Ce couple avait deux fils. Après la
mort de leur père, ils épousèrent des filles moabites : Orpa et Ruth. Ces deux
Israélites méprisaient complètement les consignes du Seigneur de ne pas prendre
de femmes parmi les nations païennes [Exode 34.16], d’autant plus que les
Israélites ne pouvaient avoir de communion avec les Moabites [Deutéronome
23.4].
Ces deux mariages ne s’expliquent pas
seulement par l’opportunisme. Il s’agissait d’un poing levé contre l’Éternel et
une désolidarisation envers le peuple juif. Tout ceci nous rappelle que ces
gens sont entraînés par la désobéissance chronique du peuple juif où chacun
faisait ce qui lui semblait bon.
Comment un peuple abandonne-t-il Dieu ?
Seulement parce que des individus, un par un, le font ! Combien d’Églises
ont abandonné Dieu ? Israël maintenait certains rites juifs, lisait encore les
Écritures, comme nous le voyons en Luc 4.16-17, et ce peuple était dans la
désobéissance.
Pour l’Église, c’est la même chose. Si
l’obéissance n’y est pas, l’Église n’en est une que de nom et non de substance.
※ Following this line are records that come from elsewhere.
PR #4081, opened 2022-01-28
Rework warn_on_unsupported

t-bltg:
I need this to go in for `extra_kwargs` to work properly in `UnicodePlots`.
`warn_on_unsupported` should be evaluated per backend.

### DIFF
--- a/src/args.jl
+++ b/src/args.jl
@@ -1588,6 +1588,8 @@ end
 const _already_warned = Dict{Symbol,Set{Symbol}}()
 const _to_warn = Set{Symbol}()
 
+should_warn_on_unsupported(::AbstractBackend) = _plot_defaults[:warn_on_unsupported]
+
 function warn_on_unsupported_args(pkg::AbstractBackend, plotattributes)
     empty!(_to_warn)
     bend = backend_name(pkg)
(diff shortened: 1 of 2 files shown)


BeastyBlacksmith:
Why is that needed? Extra keyword arguments shouldn't be treated as unsupportet arguments. Or do you have keywords that conflict with Plots default keywords?

t-bltg:
Because https://github.com/JuliaPlots/Plots.jl/blob/5facd2bf55cd165d45cdb12c466143548d34fa15/src/backends/unicodeplots.jl#L4 was a cheap way to remove unsupported arguments warnings, basically disables `extra_kwargs` by returning `nothing`.

BeastyBlacksmith:
Can't we remove that line then?

t-bltg:
> Can't we remove that line then?

I already dit it in https://github.com/JuliaPlots/Plots.jl/commit/3e8db4532bfd8f885dee8fb3a6e363aec6695bc2, replaced it with `plt.attr[:warn_on_unsupported] = false`, but that doesn't work (too late in the pipeline), and thus tons of warnings appearing again.

BeastyBlacksmith (approved):
I see, makes sense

Lorsque l’Église se laisse attirer par le pain des Moabites, c'est-à-dire par
ce qui paraît avantageux dans le monde, elle finit par avaler leurs pratiques
païennes.
Le récit nous donne aussi de réfléchir
à l’héritage spirituel qu’on laisse à nos enfants. Élimélek a entraîné sa
famille en terre hostile et ses fils ont marié des Moabites.
Le père de famille ne prend jamais des
décisions que pour lui-même. Il représente sa famille, il entraîne les siens
dans ses décisions. Lorsque des parents chrétiens acceptent que leurs enfants
fréquentent des amis non recommandables, ou qu’ils écoutent des films pleins
d’immoralité, ou qu’ils s’engagent dans des activités qui prennent la place de
Dieu, en particulier le dimanche avant-midi, les parents leur envoient le
message que ce que Dieu demande est facultatif, ou capricieux, ou injustifié,
et que nous, les humains, avons bien le droit de laisser de côté ce que le
Seigneur demande pour agir à notre guise.
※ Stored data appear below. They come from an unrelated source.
Issue #4079, opened 2022-01-28
[FR] Enable precompilation for nightly 


KristofferC:
Developers of Julia use the time to load and create the first plot as a way of measuring latency. If the precompilation is not active on nightly that means that it will look like something has regressed even when this would not be the case if precompilation was available.

t-bltg:
I'll have a look into that.

t-bltg:
I am reopening this since `CompileBot` fails to update the precompilation files on nightly (job hangs), although I can generate them locally.

timholy:
One option is to just skip the bot and move https://github.com/JuliaPlots/Plots.jl/blob/master/deps/SnoopCompile/precompile_script.jl into the definition of `Plots` itself.

PR #4082, opened 2022-01-28
Precompilation statements for `nightly`

t-bltg:
- add nightly precompile statements (currently `1.8)`.
- update `SnoopCompile` bot to generate `nightly` statements.

Close https://github.com/JuliaPlots/Plots.jl/issues/4079.


deps/SnoopCompile/snoop_bot_config.jl
```diff
@@ -3,5 +3,5 @@ using CompileBot
 botconfig = BotConfig(
     "Plots",
     version = [v"1.6", v"1.7"],  # <<< keep versions in sync with .github/workflows/SnoopCompile.yml
-    # else_version = v"1.8",
+    else_version = "nightly",
```
BeastyBlacksmith, line 6: Would this mean, that people running julia 1.2 get the nightly precompile statements? If so, we should add `nightly` to `version`.

t-bltg: Ha, that's a good catch.

BeastyBlacksmith (approved):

Nos enfants nous sont confiés non pas
pour que nous les laissions faire ce qu’ils aiment mais pour que nous les
conduisions à Jésus-Christ.
Frères et sœurs, l’égarement se trouve
sur la voie des compromis. Soyons consacrés au Seigneur, recherchons les choses
d’en-haut et non ce qui est sur la terre [Colossiens 3.1-2].
Peu importe que nous ayons des enfants
ou non, qu’ils soient petits ou grands, nous sommes tous concernés par cela.
Prions pour les parents de jeunes enfants. Aidons-les, encourageons-les.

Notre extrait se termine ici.